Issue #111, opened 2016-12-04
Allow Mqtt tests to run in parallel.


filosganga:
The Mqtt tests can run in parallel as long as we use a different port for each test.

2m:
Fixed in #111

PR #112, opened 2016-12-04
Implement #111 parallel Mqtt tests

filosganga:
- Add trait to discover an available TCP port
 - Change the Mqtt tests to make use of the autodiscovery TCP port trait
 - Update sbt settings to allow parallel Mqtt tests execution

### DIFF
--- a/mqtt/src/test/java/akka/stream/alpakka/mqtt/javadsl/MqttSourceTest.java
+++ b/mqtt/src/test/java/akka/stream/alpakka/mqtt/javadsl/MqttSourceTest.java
------------------------------------
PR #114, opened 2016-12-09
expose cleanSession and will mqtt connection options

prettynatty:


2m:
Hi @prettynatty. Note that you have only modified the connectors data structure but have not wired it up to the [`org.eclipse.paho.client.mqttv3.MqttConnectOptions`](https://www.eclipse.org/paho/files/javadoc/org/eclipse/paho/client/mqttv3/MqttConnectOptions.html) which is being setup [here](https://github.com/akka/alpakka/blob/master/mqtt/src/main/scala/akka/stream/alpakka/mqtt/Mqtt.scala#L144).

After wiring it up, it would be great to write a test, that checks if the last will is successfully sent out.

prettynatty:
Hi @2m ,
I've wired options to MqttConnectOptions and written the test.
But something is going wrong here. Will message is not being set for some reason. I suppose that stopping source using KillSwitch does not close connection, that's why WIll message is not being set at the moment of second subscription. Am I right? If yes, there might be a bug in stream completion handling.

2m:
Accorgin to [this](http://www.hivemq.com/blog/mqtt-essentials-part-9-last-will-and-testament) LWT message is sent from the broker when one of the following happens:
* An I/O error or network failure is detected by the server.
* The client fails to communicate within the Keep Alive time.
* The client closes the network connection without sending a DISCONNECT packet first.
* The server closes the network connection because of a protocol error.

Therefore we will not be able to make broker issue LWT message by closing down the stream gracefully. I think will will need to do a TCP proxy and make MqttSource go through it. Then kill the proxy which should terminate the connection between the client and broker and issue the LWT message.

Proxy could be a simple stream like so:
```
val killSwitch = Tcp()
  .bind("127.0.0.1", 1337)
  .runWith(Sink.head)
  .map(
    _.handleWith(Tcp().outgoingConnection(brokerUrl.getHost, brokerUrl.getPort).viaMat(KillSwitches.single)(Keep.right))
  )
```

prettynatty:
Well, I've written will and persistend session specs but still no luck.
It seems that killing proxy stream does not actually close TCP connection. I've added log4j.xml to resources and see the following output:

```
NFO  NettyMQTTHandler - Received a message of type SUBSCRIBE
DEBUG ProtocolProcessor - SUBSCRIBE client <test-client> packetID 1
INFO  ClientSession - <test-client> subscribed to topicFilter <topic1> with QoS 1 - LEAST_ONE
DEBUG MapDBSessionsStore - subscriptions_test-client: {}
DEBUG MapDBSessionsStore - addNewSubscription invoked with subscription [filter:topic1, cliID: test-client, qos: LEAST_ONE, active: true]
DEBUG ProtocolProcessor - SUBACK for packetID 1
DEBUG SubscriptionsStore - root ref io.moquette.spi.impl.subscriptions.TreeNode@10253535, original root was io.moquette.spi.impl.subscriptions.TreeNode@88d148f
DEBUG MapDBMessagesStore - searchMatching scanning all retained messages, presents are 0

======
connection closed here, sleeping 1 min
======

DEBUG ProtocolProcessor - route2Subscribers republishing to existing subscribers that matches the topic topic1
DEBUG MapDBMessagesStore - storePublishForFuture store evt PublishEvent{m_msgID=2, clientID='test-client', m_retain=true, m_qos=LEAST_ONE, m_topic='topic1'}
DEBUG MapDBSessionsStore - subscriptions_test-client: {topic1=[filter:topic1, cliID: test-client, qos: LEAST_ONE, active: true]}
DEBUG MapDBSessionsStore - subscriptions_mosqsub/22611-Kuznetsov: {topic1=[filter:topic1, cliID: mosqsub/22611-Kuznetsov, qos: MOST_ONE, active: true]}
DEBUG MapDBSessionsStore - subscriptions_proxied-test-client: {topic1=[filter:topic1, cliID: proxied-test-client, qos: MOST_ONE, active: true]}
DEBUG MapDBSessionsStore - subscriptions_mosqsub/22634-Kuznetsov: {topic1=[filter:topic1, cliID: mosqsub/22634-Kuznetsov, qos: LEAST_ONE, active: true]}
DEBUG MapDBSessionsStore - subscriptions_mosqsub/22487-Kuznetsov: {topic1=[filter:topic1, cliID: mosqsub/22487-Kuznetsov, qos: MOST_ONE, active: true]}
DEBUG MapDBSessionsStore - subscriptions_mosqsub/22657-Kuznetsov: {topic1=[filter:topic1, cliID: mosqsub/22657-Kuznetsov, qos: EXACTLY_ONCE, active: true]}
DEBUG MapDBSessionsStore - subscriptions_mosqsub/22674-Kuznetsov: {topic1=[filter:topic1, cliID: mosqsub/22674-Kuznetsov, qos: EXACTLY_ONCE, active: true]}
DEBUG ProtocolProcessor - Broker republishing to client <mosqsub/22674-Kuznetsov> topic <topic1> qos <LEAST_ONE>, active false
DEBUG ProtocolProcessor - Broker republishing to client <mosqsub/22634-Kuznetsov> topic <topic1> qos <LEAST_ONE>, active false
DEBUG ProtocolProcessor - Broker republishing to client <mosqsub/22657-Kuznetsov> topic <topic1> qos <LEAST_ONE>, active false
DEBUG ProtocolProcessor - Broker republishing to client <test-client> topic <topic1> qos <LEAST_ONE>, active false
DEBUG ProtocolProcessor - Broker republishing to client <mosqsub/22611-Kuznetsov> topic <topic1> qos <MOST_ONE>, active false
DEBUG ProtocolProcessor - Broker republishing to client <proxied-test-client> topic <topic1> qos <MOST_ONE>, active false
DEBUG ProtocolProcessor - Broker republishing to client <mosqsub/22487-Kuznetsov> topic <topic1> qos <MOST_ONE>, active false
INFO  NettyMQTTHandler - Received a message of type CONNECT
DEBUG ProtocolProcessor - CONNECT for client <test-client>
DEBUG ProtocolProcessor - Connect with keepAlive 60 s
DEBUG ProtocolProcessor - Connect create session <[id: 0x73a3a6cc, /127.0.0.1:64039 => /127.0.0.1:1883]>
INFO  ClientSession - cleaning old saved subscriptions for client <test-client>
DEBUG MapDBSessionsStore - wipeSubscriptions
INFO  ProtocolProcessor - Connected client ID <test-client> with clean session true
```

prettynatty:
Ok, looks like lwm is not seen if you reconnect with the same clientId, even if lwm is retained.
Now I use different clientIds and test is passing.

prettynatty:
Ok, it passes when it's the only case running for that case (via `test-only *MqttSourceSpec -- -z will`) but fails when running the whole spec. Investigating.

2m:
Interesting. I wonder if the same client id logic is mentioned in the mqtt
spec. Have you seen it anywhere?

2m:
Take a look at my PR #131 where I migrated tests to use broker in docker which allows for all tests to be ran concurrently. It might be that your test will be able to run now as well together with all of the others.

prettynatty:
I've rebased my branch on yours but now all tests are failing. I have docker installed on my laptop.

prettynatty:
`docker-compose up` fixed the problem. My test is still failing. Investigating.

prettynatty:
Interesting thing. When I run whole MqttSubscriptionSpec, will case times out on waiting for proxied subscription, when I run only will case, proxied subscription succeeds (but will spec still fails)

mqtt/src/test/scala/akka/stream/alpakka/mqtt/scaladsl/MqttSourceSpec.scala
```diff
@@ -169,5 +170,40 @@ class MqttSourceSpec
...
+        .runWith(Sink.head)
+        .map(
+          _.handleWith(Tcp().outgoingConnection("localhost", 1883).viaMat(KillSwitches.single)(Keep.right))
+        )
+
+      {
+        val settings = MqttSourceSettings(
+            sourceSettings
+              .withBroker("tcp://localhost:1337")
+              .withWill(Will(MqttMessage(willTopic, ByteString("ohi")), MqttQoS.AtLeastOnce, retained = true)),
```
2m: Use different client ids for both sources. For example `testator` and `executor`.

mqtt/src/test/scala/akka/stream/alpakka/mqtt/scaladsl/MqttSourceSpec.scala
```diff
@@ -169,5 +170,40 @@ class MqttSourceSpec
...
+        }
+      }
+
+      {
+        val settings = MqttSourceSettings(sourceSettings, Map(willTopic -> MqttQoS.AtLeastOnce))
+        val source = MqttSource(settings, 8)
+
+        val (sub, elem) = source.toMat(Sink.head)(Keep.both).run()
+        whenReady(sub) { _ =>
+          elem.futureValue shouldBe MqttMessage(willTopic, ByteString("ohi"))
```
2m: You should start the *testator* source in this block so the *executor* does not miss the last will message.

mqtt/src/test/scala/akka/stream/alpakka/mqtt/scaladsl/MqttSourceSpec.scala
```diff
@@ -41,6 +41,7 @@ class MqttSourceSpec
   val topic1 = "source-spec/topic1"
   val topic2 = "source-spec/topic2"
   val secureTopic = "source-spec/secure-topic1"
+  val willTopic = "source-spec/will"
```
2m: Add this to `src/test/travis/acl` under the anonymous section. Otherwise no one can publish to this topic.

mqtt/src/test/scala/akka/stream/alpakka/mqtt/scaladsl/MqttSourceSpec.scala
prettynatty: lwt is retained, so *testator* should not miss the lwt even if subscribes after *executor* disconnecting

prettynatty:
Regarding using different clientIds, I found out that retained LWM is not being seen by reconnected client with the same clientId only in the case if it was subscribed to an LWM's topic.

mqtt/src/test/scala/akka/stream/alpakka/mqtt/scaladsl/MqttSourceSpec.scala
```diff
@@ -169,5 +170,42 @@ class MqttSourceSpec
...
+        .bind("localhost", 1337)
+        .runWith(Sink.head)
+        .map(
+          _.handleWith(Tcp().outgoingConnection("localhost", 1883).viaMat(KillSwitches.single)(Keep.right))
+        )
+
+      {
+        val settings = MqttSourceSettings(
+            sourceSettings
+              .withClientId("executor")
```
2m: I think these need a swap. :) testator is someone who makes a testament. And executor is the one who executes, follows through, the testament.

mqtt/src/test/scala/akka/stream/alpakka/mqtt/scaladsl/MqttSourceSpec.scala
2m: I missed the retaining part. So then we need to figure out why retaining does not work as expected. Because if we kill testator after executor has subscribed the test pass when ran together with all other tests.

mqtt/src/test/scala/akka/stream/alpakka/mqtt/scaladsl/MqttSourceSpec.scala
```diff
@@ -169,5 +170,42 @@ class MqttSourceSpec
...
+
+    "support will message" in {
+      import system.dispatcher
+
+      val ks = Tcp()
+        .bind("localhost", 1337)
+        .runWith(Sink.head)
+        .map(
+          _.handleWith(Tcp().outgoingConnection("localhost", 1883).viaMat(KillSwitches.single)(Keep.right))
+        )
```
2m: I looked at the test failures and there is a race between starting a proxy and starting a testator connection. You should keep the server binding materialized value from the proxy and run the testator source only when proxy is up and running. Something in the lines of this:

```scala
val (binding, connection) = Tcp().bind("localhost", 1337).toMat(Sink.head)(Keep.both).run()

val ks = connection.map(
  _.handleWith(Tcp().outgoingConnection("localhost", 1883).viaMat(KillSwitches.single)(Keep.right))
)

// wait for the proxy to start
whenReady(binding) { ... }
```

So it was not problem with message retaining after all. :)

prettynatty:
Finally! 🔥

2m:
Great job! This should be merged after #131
------------------------------------
Task requirements = Find out how many lines in the entries above hold "together", then reply with that figure and nothing else.

Your response = 2